If Z is large (multiple seconds, particularly tens of seconds) then CTDB took a long time to fetch the record from another node.

Aside: Stuck smbd processes

If Z is even larger (hundreds or thousands of seconds) then this can indicate that an smbd process on a node is stuck in D state, probably in a cluster filesystem system call, while holding a TDB lock. In this case the above db_ctdb_fetch_locked messages may not even be seen because a record is never successfully fetched. In this case, one or more repeated message like the following may be seen:

 Unable to get RECORD lock on database locking.tdb for X seconds

A very large value of X (hundreds or thousands of seconds) indicates a serious problem.

This can be confirmed by finding a long-running smbd process in D state and obtaining a kernel stack trace (on Linux, /proc/<pid>/stack). See the documentation for the [database] lock debug script ctdb.conf(5) option for an automated way of debugging this (when robust mutexes are in use, which is the modern Samba default, this automated method only works on versions >= 4.15).

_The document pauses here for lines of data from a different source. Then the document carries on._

PR #427, opened 2020-01-27
character under derived types

hlim1:
This PR holds fixes for the bugs in `character` (`String`) variable declaration
under derived types.

- `character` variables declare with a regular `str` types. For example,
     - `character (len=2) crop` to `crop : str` not `crop = Sting(2)`
- Multiple variables declared under a single type lead to an error. For example,
     - `character (len=8) model, ename`

Updated `interface_03.f` test file to include these handled cases.

### DIFF
--- a/delphi/translators/for2py/pyTranslate.py
+++ b/delphi/translators/for2py/pyTranslate.py
@@ -33,7 +33,7 @@ from delphi.translators.for2py import For2PyError, syntax
 
 # TYPE_MAP gives the mapping from Fortran types to Python types
 TYPE_MAP = {
-    "character": "str",
+#     "character": "str",
     "double": "float",
     "float": "float",
     "int": "int",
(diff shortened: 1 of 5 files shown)


delphi/translators/for2py/pyTranslate.py
```diff
@@ -1703,10 +1706,26 @@ def get_type(self, node):
...
+            ):
+                variable_type == "str"
+                self.set_default_var_type(var_name, variable_type)
             else:
                 assert False, f"Unrecognized variable type: {variable_type}"
 
+            return variable_type
+
+    def set_default_var_type(self, var_name, var_type):
+        """ Thu=is function sets the default variable type of the declared
```
skdebray: Typo: Thu=is

delphi/translators/for2py/rectify.py
```diff
@@ -1085,6 +1088,7 @@ def handle_tag_type(
             elif (
                     child.tag == "component-decl"
                     or child.tag == "component-decl-list"
+                    or child.tag == "component-decl-list__begin"
```
skdebray: I think something like `child.tag in ["component-decl", "component-decl-list", "component-decl-list__begin"]` might be simpler?

hlim1:
@skdebray I made changes to those two files to reflect your requests.

skdebray:
@hlim1 Thank you for taking care of this. :)

PR #441, opened 2020-02-25
Aske khan

skhan1020:
sensitivity.py can. now handle all penman-monteith models. Bugs in FAST and RBD_FAST methods (minor fix) - do not merge with master yet.

visualization.py can plot sensitivity indices (first, second order) and runtime (sampling, execution, analysis).


delphi/GrFN/linking.py
```diff
@@ -74,7 +74,7 @@ def get_call_conventions(GrFN):
 
 
 def output_link_graph(G):
```
adarshp: @pauldhein suggested change: add an optional argument called `filename`, with the default value being `linking_graph.pdf`, and replace `"linking-graph2.pdf"` on line 78 with `filename`.

delphi/GrFN/utils.py
```diff
@@ -1,17 +1,19 @@
...
-    def timed(*args, **kw):
-        ts = time.time()
-        result = method(*args, **kw)
-        te = time.time()
-        print(f"{method.__name__}:\t{((te - ts) * 1000):2.4f}ms")
-        return result
-
-    return timed
+def timeit(func):
+    """PRecord the runtime of the decorated function."""
```
adarshp: @pauldhein type: PRecord -> Record

pauldhein: Done. Thanks for catching this

delphi/GrFN/linking.py
pauldhein: Good point, I've updated the code.

PR #444, opened 2020-02-26
Dssat pet

skdebray:


skdebray:
@adarshp I looked through the log but most of the output is stuff I'm unfamiliar with and I couldn't tell whether the problem that caused the checks to fail is something in the code I'm trying to merge or whether it's somewhere else.  When you have a second (no rush!) can you take a look?  Thanks.

adarshp:
@skdebray It's not related to your code. Apparently git requires an email address for git pull? But that's not set in the Docker image. I'll work on a fix now.

PR #355, opened 2020-03-12
Fix bcryptjs Functionality

### LINKED ISSUE #354: New bcryptjs Dependency Blocks Login
Since #340, the new `bcryptjs` has not been functioning the same way as our old bcrypt depencency. It has to do with saving the user to our database where the password field is empty.

evanugarte:
Resolves #354. Also fixed bug regarding token generation where only the
user's first name is returned with token information.

### DIFF
--- a/api/routes/user.js
+++ b/api/routes/user.js
@@ -147,7 +147,8 @@ router.post('/login', function (req, res) {
 
             // Include fields from the User model that should be passed to the JSON Web Token (JWT)
             const userToBeSigned = {
-              name: user.firstName,
+              firstName: user.firstName,
+              lastName: user.lastName,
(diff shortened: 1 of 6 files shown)


api/routes/user.js
```diff
@@ -75,7 +75,7 @@ router.post('/register', function (req, res) {
       return res.status(BAD_REQUEST).send({ message: testPassword.message })
     }
 
-    newUser.save(function (error) {
+    newUser.save(function (error, result) {
```
jerrylee17: result isn't used though....?

evanugarte: Thanks, it is now removed.

Issue #356, opened 2020-03-12
Containerize SCE Website


evanugarte:
Using [Docker](https://www.docker.com/why-docker), let's put the frontend, server and RPC code into containers. This will allow for scalability and better follow industry standards.

PR #357, opened 2020-03-12
Downsize Dependency Count + Create util/ Directory

evanugarte:
In preparation for #356, I used npm dedupe and npm prune to lessen the size of our node_modules. I
also gave api/ it's own util directory for making containers easier to create.


evanugarte:
top 3 on the way 👿👿👿
image

PR #363, opened 2020-03-16
Add Officer Schema

### LINKED ISSUE #347: Refactor Officer Schema
Schema can be found [here](https://github.com/SCE-Development/Core-v4/blob/c4f8c7c5c77a44e281ee8ce0057580713c2007db/api/models/OfficerManager.js#L4)

Learn how to extend schema from [here](https://stackoverflow.com/questions/18317284/mongoose-extending-schemas)

Schema fields:
- quote : String
- picture : String, require, [default](https://github.com/SCE-Development/Core-v4/blob/c4f8c7c5c77a44e281ee8ce0057580713c2007db/api/constants.js#L9)
- Team: String

Create an enum var [here]()

```js
const teamType = {
  DEVELOPMENT: 'Development',
  PUBLIC_RELATIONS: 'Public Relations',
  ...
  PRESIDENT: "President"
  ...
}
```

### LINKED ISSUE #364: Refactor officer manager api
Refactor officer manager api / Fix the test case for officer manager

jeffersonly:
Resolves #347 
Resolves #364

### DIFF
--- a/api/models/OfficerManager.js
+++ b/api/models/OfficerManager.js
@@ -24,7 +24,7 @@ const OfficerSchema = new Schema(
     quote: {
       type: String
     },
-    picture: {
+    pictureUrl: {
       type: String,
       default: DEFAULT_PHOTO_URL
     }
--- a/api/models/OfficerManager.js
+++ b/api/models/OfficerManager.js
@@ -1,12 +1,9 @@
 const mongoose = require('mongoose');
 const Schema = mongoose.Schema;
+const { DEFAULT_PHOTO_URL } = require('../constants');
 
 const OfficerSchema = new Schema(
   {
-    name: {
-      type: String,
-      required: true
-    },
     email: {
       type: String,
       required: true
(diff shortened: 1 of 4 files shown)


ThaiQ:
@evanugarte review

jeffersonly:
@evanugarte Thai mentioned that we don't need officers' names in the schema and that we could just use their email w/in the officer schema in relation to the user schema to get their name and other fields we might need

api/models/OfficerManager.js
```diff
@@ -17,29 +14,19 @@ const OfficerSchema = new Schema(
...
-    },
     team: {
       type: String,
       require: true
     },
     quote: {
       type: String
     },
-    major: {
+    picture: {
```
evanugarte: `picture` is a bit ambigious, and in the future it may improve readability if we do
```suggestion
    pictureUrl: {
```

```jsx

// pretend we are rendering an array of officers
{officers.map((officer, index) => {
  return (
    <div>
      {/* react stuff here */}
      <Image src={officer.pictureUrl} alt='officer profile' />
    </div>
  )
})}
```

PR #365, opened 2020-03-17
Store UI

cophagoknow:
make a page for the store UI


evanugarte:
This is a good start, but I don't want to merge an empty page into dev. Let's open a PR for UI when when it is ready to go.

PR #379, opened 2020-03-20
Save User's Emails as Lowercase

hsorathia:
Resolves registered user's emails not being found if they used some sort of capitalization.


hsorathia:
What error is this?

image

evanugarte:
@hsorathia just rerun travis build it goes away

PR #390, opened 2020-03-23
Refactor Admin Navbar Routing

### LINKED ISSUE #201: Add Admin Navbar Disabling to Routing.js
Adding another optional field that tell which navbar should the component have.

Before [this becomes super long](https://github.com/SCE-Development/Core-v4/blob/2a0c107a7229baf5dd97e34f66ab08ea36052042/src/Routing.js#L121)

[At here](https://github.com/SCE-Development/Core-v4/blob/2a0c107a7229baf5dd97e34f66ab08ea36052042/src/Routing.js#L33)  add an optional field to ```signedInRoutes```
```js
// ...
{
  Component: Login,
  path: '/login',
  allowedIf: !userIsAuthenticated,
  redirect: '/',
  // add the prop below
  disableAdminNavbar: true
}
```

then, the prop for NavbarWrapper can become

```js
enableAdminNavbar={!disableAdminNavbar}
```

ThaiQ:
resolves #201

### DIFF
--- a/src/Routing.js
+++ b/src/Routing.js
@@ -39,25 +39,29 @@ export default function Routing({ appProps }) {
       Component: Overview,
       path: '/dashboard',
       allowedIf: userIsOfficerOrAdmin,
-      redirect: '/'
+      redirect: '/',
+      inAdminNavbar: true
     },
     {
       Component: EventManager,
       path: '/event-manager',
       allowedIf: userIsOfficerOrAdmin,
-      redirect: '/'
+      redirect: '/',
+      inAdminNavbar: true
     },
     {
       Component: SolidsConsole,
       path: '/3DConsole',
       allowedIf: userIsOfficerOrAdmin,
-      redirect: '/'
+      redirect: '/',
+      inAdminNavbar: true
     },
     {
       Component: LedSign,
       path: '/led-sign',
       allowedIf: userIsOfficerOrAdmin,
-      redirect: '/'
+      redirect: '/',
+      inAdminNavbar: true
     },
     {
       Component: PrintingSolids,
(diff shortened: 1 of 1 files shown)


src/Routing.js
```diff
@@ -39,55 +39,64 @@ export default function Routing({ appProps }) {
...
+      redirect: '/',
+      InAdminNavbar: true
     },
     {
       Component: PrintingSolids,
       path: '/3DPrintingForm',
       allowedIf: userIsMember || userIsOfficerOrAdmin,
-      redirect: '/login'
+      redirect: '/login',
+      InAdminNavbar: false
```
evanugarte: Instead of explicitly defining them as false, you can just omit the field when you dont need it.

[on this line](https://github.com/SCE-Development/Core-v4/blob/fe1b1d56d8bffd86e5a41425bdb11fa59bf0bded/src/Components/Navbar/NavBarWrapper.js#L19) we check if we should enable the navbar or not, and it will work the same if we do
```suggestion
```

src/Routing.js
```diff
@@ -39,55 +39,64 @@ export default function Routing({ appProps }) {
       Component: Overview,
       path: '/dashboard',
       allowedIf: userIsOfficerOrAdmin,
-      redirect: '/'
+      redirect: '/',
+      InAdminNavbar: true
```
evanugarte: let's stick to using camelcase ([google suggests it](https://google.github.io/styleguide/jsguide.html#naming-camel-case-defined))
```suggestion
      enableAdminNavbar: true
```

src/Routing.js
```diff
@@ -116,12 +125,7 @@ export default function Routing({ appProps }) {
                 component={props => (
                   <NavBarWrapper
                     component={Component}
-                    enableAdminNavbar={
-                      userIsOfficerOrAdmin &&
-                      path !== '/2DPrinting' &&
-                      path !== '/3DPrintingForm' &&
-                      path !== '/profile'
-                    }
+                    enableAdminNavbar={InAdminNavbar}
```
evanugarte:
```suggestion
                    enableAdminNavbar={enableAdminNavbar}
```

ThaiQ:
@evanugarte I am keeping ```inAdminNavbar``` because It make more sense than ```enable``` (can be miss-leading a bit)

As hinted at above, the usual reason for this type of problem is a cluster filesystem issue.

Hot records

ctdb dbstatistics locking.tdb

Workarounds

Deliberately breaking lock coherency

Discussion of deliberately but carefully breaking lock coherency using:

 fileid:algorithm = fsname_norootdir

or even:

 fileid:algorithm = fsname_nodirs

See vfs_fileid(8). This needs to be carefully considered and understood to avoid filesystem corruption.